PR #11684, opened 2024-11-14
fix(windows): The restart api does not work in single-instance mode

muwoo:
fix: https://github.com/tauri-apps/plugins-workspace/issues/1692.
Single instance mode should not cause restarted applications to exit.

We can add an additional `restart_from_tauri_api` parameter to `tauri::api::process::restart` to tell single-instance that this startup should not be blocked.

link single-instance plugin changes:[ #2050](https://github.com/tauri-apps/plugins-workspace/pull/2050)


lucasfernog:
fixed by #12313

PR #11716, opened 2024-11-17
refactor(bundler): remove unused fs utils, add http utils

FabianLars:
~~not done yet, just checking if it still compiles in ci~~


FabianLars:
the reason for this pr was that i needed to re-use the windows download functions (including the github mirror handling) in a small linux refactor (getting rid of build-appimage.sh) and while looking into it i noticed that we had 2 fs helper modules with duplicate functionality.

amrbashir (approved):

PR #11741, opened 2024-11-19
fix(api): transform icon when creating icon menu item and predefined about menu item with icon

amrbashir:


FabianLars (approved):
~~idk what i'm looking at 😂~~

PR #11758, opened 2024-11-20
refactor(bundler): Move appimage bundler script logic into rust

FabianLars:


FabianLars:
probably needs a bit more testing so not really ready to merge, but ready for review for sure :)

crates/tauri-bundler/src/bundle/linux/appimage.rs
```diff
@@ -0,0 +1,267 @@
...
+    let data = download("https://raw.githubusercontent.com/tauri-apps/linuxdeploy-plugin-gstreamer/master/linuxdeploy-plugin-gstreamer.sh")?;
+    save(&gstreamer, data)?;
+  }
+
+  // TODO: dd if=/dev/zero bs=1 count=3 seek=8 conv=notrunc of="{{tauri_tools_path}}/linuxdeploy-${linuxdeploy_arch}.AppImage"
+
+  Ok(linuxdeploy)
+}
+
+fn save(path: &Path, data: Vec<u8>) -> std::io::Result<()> {
```
amrbashir:
```suggestion
fn write_and_make_executable(path: &Path, data: Vec<u8>) -> std::io::Result<()> {
```

crates/tauri-bundler/src/bundle/linux/appimage.rs
```diff
@@ -0,0 +1,267 @@
...
+    save(&gtk, data)?;
+  }
+
+  let gstreamer = tools_path.join("linuxdeploy-plugin-gstreamer.sh");
+  if !gstreamer.exists() {
+    let data = download("https://raw.githubusercontent.com/tauri-apps/linuxdeploy-plugin-gstreamer/master/linuxdeploy-plugin-gstreamer.sh")?;
+    save(&gstreamer, data)?;
+  }
+
+  // TODO: dd if=/dev/zero bs=1 count=3 seek=8 conv=notrunc of="{{tauri_tools_path}}/linuxdeploy-${linuxdeploy_arch}.AppImage"
```
amrbashir: is this resolved?

crates/tauri-bundler/src/bundle/linux/appimage.rs
```diff
@@ -0,0 +1,267 @@
...
+    main_binary.set_name(main_binary_name_kebab);
+  }
+
+  // generate deb_folder structure
+  let (data_dir, icons) = debian::generate_data(&settings, &package_dir)
+    .with_context(|| "Failed to build data folders and files")?;
+  fs_utils::copy_custom_files(&settings.appimage().files, &data_dir)
+    .with_context(|| "Failed to copy custom files")?;
+
+  fs::create_dir_all(output_path.clone())?;
```
amrbashir:
```suggestion
  fs::create_dir_all(&output_path)?;
```

crates/tauri-bundler/src/bundle/linux/appimage.rs
```diff
@@ -0,0 +1,267 @@
...
+
+  // Using create_dir_all for a single dir so we don't get errors if the path already exists
+  fs::create_dir_all(&app_dir_usr_bin)?;
+  fs::create_dir_all(&app_dir_usr_lib)?;
+
+  // Copy bins and libs that linuxdeploy doesn't know about
+  if settings.deep_link_protocols().is_some()
+    && fs::copy("/usr/bin/xdg-mime", app_dir_usr_bin.join("xdg-mime")).is_err()
+  {
+    log::error!("xdg-mime binary not found!");
```
amrbashir: shouldn't we exist here with error?

crates/tauri-bundler/src/bundle/linux/appimage.rs
```diff
@@ -0,0 +1,267 @@
...
+  }
+
+  // xdg-open is only 50kb (in a 80mb+ appimage) and quite commonly used so we just always add it
+  // we do however check if the user may have provided their own copy already
+  if !app_dir_usr_bin.join("xdg-open").exists()
+    && fs::copy("/usr/bin/xdg-open", app_dir_usr_bin.join("xdg-open")).is_err()
+  {
+    log::error!("xdg-open binary not found!");
```
amrbashir: same

crates/tauri-bundler/src/bundle/linux/appimage.rs
```diff
@@ -0,0 +1,267 @@
...
+    "/usr/libexec",
+  ];
+
+  for file in [
+    "WebKitNetworkProcess",
+    "WebKitWebProcess",
+    "libwebkit2gtkinjectedbundle.so",
+  ] {
+    for source in search_dirs.map(PathBuf::from) {
+      // TODO: Check if it's the same dir name on all systems
```
amrbashir, line 146: is this also resolved?

crates/tauri-bundler/src/bundle/linux/appimage.rs
FabianLars: yes, didn't find the todo comment anymore 😂 i'll move the code to the comment though, makes more sense

crates/tauri-bundler/src/bundle/linux/appimage.rs
FabianLars: yes and no, it's correct on ubuntu and fedora, and i think on arch too. For other systems i guess we'll have to wait and see if we get complaints.

crates/tauri-bundler/src/bundle/linux/appimage.rs
FabianLars: hmm, only if i put it behind a plugin check again, which is fine 🤷

crates/tauri-bundler/src/bundle/linux/appimage.rs
FabianLars: probablyyy, bundling xdg-open and xdg-mime in appimages proved to be not so perfect so not bundling it at all may be desired but i think we should solve that issue differently (in the plugin)

crates/tauri-bundler/src/bundle/linux/appimage.rs
amrbashir: sure, let's add a check again

crates/tauri-bundler/src/bundle/linux/appimage.rs
amrbashir: if we can't be sure, let's change the logic to use `find -L` so we don't break things

crates/tauri-bundler/src/bundle/linux/appimage.rs
amrbashir: let's exit here with error, to keep the logic the same since this is just a refactor PR and iterator on a fix in another PR

crates/tauri-bundler/src/bundle/linux/appimage.rs
FabianLars: we good https://github.com/WebKit/WebKit/blob/e5f600069d461e87967b7be349867e9864185a9d/Source/cmake/OptionsGTK.cmake#L245 (also the gtk plugin would probably crumble on those (non-existent) systems too)

crates/tauri-bundler/src/bundle/linux/appimage.rs
FabianLars: the opener plugin is bit of a problem in this context as it doesn't have a tauri.conf.json entry i can check here.

amrbashir (approved):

※

▸ **PROBLEM TO WORK ON**
Each line of the records above must be copied exactly.

▸ **PROBLEM SOLUTION**
PR #11684, opened 2024-11-14
fix(windows): The restart api does not work in single-instance mode

muwoo:
fix: https://github.com/tauri-apps/plugins-workspace/issues/1692.
Single instance mode should not cause restarted applications to exit.

We can add an additional `restart_from_tauri_api` parameter to `tauri::api::process::restart` to tell single-instance that this startup should not be blocked.

link single-instance plugin changes:[ #2050](https://github.com/tauri-apps/plugins-workspace/pull/2050)


lucasfernog:
fixed by #12313

PR #11716, opened 2024-11-17
refactor(bundler): remove unused fs utils, add http utils

FabianLars:
~~not done yet, just checking if it still compiles in ci~~


FabianLars:
the reason for this pr was that i needed to re-use the windows download functions (including the github mirror handling) in a small linux refactor (getting rid of build-appimage.sh) and while looking into it i noticed that we had 2 fs helper modules with duplicate functionality.

amrbashir (approved):

PR #11741, opened 2024-11-19
fix(api): transform icon when creating icon menu item and predefined about menu item with icon

amrbashir:


FabianLars (approved):
~~idk what i'm looking at 😂~~

PR #11758, opened 2024-11-20
refactor(bundler): Move appimage bundler script logic into rust

FabianLars:


FabianLars:
probably needs a bit more testing so not really ready to merge, but ready for review for sure :)

crates/tauri-bundler/src/bundle/linux/appimage.rs
```diff
@@ -0,0 +1,267 @@
...
+    let data = download("https://raw.githubusercontent.com/tauri-apps/linuxdeploy-plugin-gstreamer/master/linuxdeploy-plugin-gstreamer.sh")?;
+    save(&gstreamer, data)?;
+  }
+
+  // TODO: dd if=/dev/zero bs=1 count=3 seek=8 conv=notrunc of="{{tauri_tools_path}}/linuxdeploy-${linuxdeploy_arch}.AppImage"
+
+  Ok(linuxdeploy)
+}
+
+fn save(path: &Path, data: Vec<u8>) -> std::io::Result<()> {
```
amrbashir:
```suggestion
fn write_and_make_executable(path: &Path, data: Vec<u8>) -> std::io::Result<()> {
```

crates/tauri-bundler/src/bundle/linux/appimage.rs
```diff
@@ -0,0 +1,267 @@
...
+    save(&gtk, data)?;
+  }
+
+  let gstreamer = tools_path.join("linuxdeploy-plugin-gstreamer.sh");
+  if !gstreamer.exists() {
+    let data = download("https://raw.githubusercontent.com/tauri-apps/linuxdeploy-plugin-gstreamer/master/linuxdeploy-plugin-gstreamer.sh")?;
+    save(&gstreamer, data)?;
+  }
+
+  // TODO: dd if=/dev/zero bs=1 count=3 seek=8 conv=notrunc of="{{tauri_tools_path}}/linuxdeploy-${linuxdeploy_arch}.AppImage"
```
amrbashir: is this resolved?

crates/tauri-bundler/src/bundle/linux/appimage.rs
```diff
@@ -0,0 +1,267 @@
...
+    main_binary.set_name(main_binary_name_kebab);
+  }
+
+  // generate deb_folder structure
+  let (data_dir, icons) = debian::generate_data(&settings, &package_dir)
+    .with_context(|| "Failed to build data folders and files")?;
+  fs_utils::copy_custom_files(&settings.appimage().files, &data_dir)
+    .with_context(|| "Failed to copy custom files")?;
+
+  fs::create_dir_all(output_path.clone())?;
```
amrbashir:
```suggestion
  fs::create_dir_all(&output_path)?;
```

crates/tauri-bundler/src/bundle/linux/appimage.rs
```diff
@@ -0,0 +1,267 @@
...
+
+  // Using create_dir_all for a single dir so we don't get errors if the path already exists
+  fs::create_dir_all(&app_dir_usr_bin)?;
+  fs::create_dir_all(&app_dir_usr_lib)?;
+
+  // Copy bins and libs that linuxdeploy doesn't know about
+  if settings.deep_link_protocols().is_some()
+    && fs::copy("/usr/bin/xdg-mime", app_dir_usr_bin.join("xdg-mime")).is_err()
+  {
+    log::error!("xdg-mime binary not found!");
```
amrbashir: shouldn't we exist here with error?

crates/tauri-bundler/src/bundle/linux/appimage.rs
```diff
@@ -0,0 +1,267 @@
...
+  }
+
+  // xdg-open is only 50kb (in a 80mb+ appimage) and quite commonly used so we just always add it
+  // we do however check if the user may have provided their own copy already
+  if !app_dir_usr_bin.join("xdg-open").exists()
+    && fs::copy("/usr/bin/xdg-open", app_dir_usr_bin.join("xdg-open")).is_err()
+  {
+    log::error!("xdg-open binary not found!");
```
amrbashir: same

crates/tauri-bundler/src/bundle/linux/appimage.rs
```diff
@@ -0,0 +1,267 @@
...
+    "/usr/libexec",
+  ];
+
+  for file in [
+    "WebKitNetworkProcess",
+    "WebKitWebProcess",
+    "libwebkit2gtkinjectedbundle.so",
+  ] {
+    for source in search_dirs.map(PathBuf::from) {
+      // TODO: Check if it's the same dir name on all systems
```
amrbashir, line 146: is this also resolved?

crates/tauri-bundler/src/bundle/linux/appimage.rs
FabianLars: yes, didn't find the todo comment anymore 😂 i'll move the code to the comment though, makes more sense

crates/tauri-bundler/src/bundle/linux/appimage.rs
FabianLars: yes and no, it's correct on ubuntu and fedora, and i think on arch too. For other systems i guess we'll have to wait and see if we get complaints.

crates/tauri-bundler/src/bundle/linux/appimage.rs
FabianLars: hmm, only if i put it behind a plugin check again, which is fine 🤷

crates/tauri-bundler/src/bundle/linux/appimage.rs
FabianLars: probablyyy, bundling xdg-open and xdg-mime in appimages proved to be not so perfect so not bundling it at all may be desired but i think we should solve that issue differently (in the plugin)

crates/tauri-bundler/src/bundle/linux/appimage.rs
amrbashir: sure, let's add a check again

crates/tauri-bundler/src/bundle/linux/appimage.rs
amrbashir: if we can't be sure, let's change the logic to use `find -L` so we don't break things

crates/tauri-bundler/src/bundle/linux/appimage.rs
amrbashir: let's exit here with error, to keep the logic the same since this is just a refactor PR and iterator on a fix in another PR

crates/tauri-bundler/src/bundle/linux/appimage.rs
FabianLars: we good https://github.com/WebKit/WebKit/blob/e5f600069d461e87967b7be349867e9864185a9d/Source/cmake/OptionsGTK.cmake#L245 (also the gtk plugin would probably crumble on those (non-existent) systems too)

crates/tauri-bundler/src/bundle/linux/appimage.rs
FabianLars: the opener plugin is bit of a problem in this context as it doesn't have a tauri.conf.json entry i can check here.

amrbashir (approved):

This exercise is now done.